→ Data:
PR #54, opened 2023-12-06
Feature/pdct 654 return empty 200 on all search entities when no results foun

katybaulch:
# Description

Please include:

- Extended search for collection, event, and document entities.
- Returned 200 instead of 404 when no matching entries found in DB.
- Added tests for all of this.
-  Linear ticket [PDCT-654](https://linear.app/climate-policy-radar/issue/PDCT-654/return-empty-200-on-all-search-entities-when-no-results-found)

## Type of change

- [ ] Bug fix
- [x] New feature
- [ ] Breaking change

## How Has This Been Tested?

Added unit and integration tests.

## Reviewer Checklist

- [ ] No FIXMEs remain

### DIFF
--- a/app/api/api_v1/routers/collection.py
+++ b/app/api/api_v1/routers/collection.py
@@ -4,6 +4,11 @@ import logging
 from fastapi import APIRouter, HTTPException, Request, status
 
 import app.service.collection as collection_service
+from app.api.api_v1.query_params import (
+    get_query_params_as_dict,
+    set_default_query_params,
+    validate_query_params,
+)
 from app.errors import RepositoryError, ValidationError
 from app.model.collection import (
     CollectionCreateDTO,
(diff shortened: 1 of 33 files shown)


app/api/api_v1/routers/collection.py
```diff
@@ -69,27 +75,50 @@ async def get_all_collections() -> list[CollectionReadDTO]:
...
+    :raises HTTPException: If a DB error occurs a 503 is returned.
+    :raises HTTPException: If the search request times out a 408 is
+        returned.
+    :return list[CollectionReadDTO]: A list of matching collections
+        (which can be empty).
     """
+
+    query_params = get_query_params_as_dict(request.query_params)
+
+    DEFAULT_SEARCH_FIELDS = ["title", "description"]
```
diversemix, line 95: I wonder if you could explain `DEFAULT_SEARCH_FIELDS` for all the entities. It appears as though this is used to remove duplicates from the query_params - but it seems in the repository for the entities these fields are hard coded - so not sure why we use them?

katybaulch: Very good point. Updated.

PR #60, opened 2024-01-16
PDCT-683 only_allow_valid_url

asacristani:
# Description

Add Pydantic types for URL instead of string.
- Modify str for AnyHttpUrl
- Adapt the strings in tests (start with "http://").
- Include cast for match types during instantiations.
- Modify dumps mode to "json" instead of "python" default.
- Include casting pre database creation and update of a document (url pydantic types are not explicitly serialisable by sqlalchemy).

## Type of change

- [ ] Bug fix
- [x] New feature
- [ ] Breaking change

## How Has This Been Tested?

Unit and integrity tests

## Reviewer Checklist

- [x] No FIXMEs remain


katybaulch (approved):
Looks good to me (LGTM) 🎋

app/repository/document.py
```diff
@@ -125,7 +125,7 @@ def _document_tuple_from_dto(db: Session, dto: DocumentCreateDTO) -> CreateObjec
     phys_doc = PhysicalDocument(
         id=None,
         title=dto.title,
-        source_url=dto.source_url,
+        source_url=str(dto.source_url),
```
diversemix, line 128: Here you are creating a new string based on the object (which itself is a string) - if you use `cast()` this is just generating a new memoryview. Overall this should have no effect, but its worth noting what you've written here could allocate more memory un-necessarily.

katybaulch: Oooo, this is really good to know!

diversemix (approved):
lgtm :)

app/repository/document.py
asacristani: I am confusing with cast() from typing.
I did the changes you mentioned (str() -> cast(str, ...)), but these are not working
I have read about better about cast, and basically cast is a function to make the linter trust in the type when these are not match, but do not change the type.
Therefore, the variables are being still URL from pydantic, and sqlalchemy is still not understanding them...
 
`sqlalchemy.exc.ProgrammingError: (psycopg2.ProgrammingError) can't adapt type 'pydantic_core._pydantic_core.Url'`

It's important to note that cast() does not perform any runtime conversion operation

integration_tests/document/test_create.py
```diff
@@ -15,7 +15,7 @@ def test_create_document(client: TestClient, test_db: Session, user_header_token
     new_document = create_document_create_dto(title="Title", family_import_id="A.0.0.3")
     response = client.post(
         "/api/v1/documents",
-        json=new_document.model_dump(),
+        json=new_document.model_dump(mode="json"),
```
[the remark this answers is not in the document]
asacristani: model_dump return a dict and model_dump_json return a str.
model_dump have two methods, "python"(default) and "json":
- python: the dictionary may contain any Python objects
- json: the dictionary will only contain JSON serializable types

→ What the task requires:
In the records above, find every line that contains the word "instead" and copy it.

→ Answer to this task:
- Returned 200 instead of 404 when no matching entries found in DB.
Add Pydantic types for URL instead of string.
- Modify dumps mode to "json" instead of "python" default.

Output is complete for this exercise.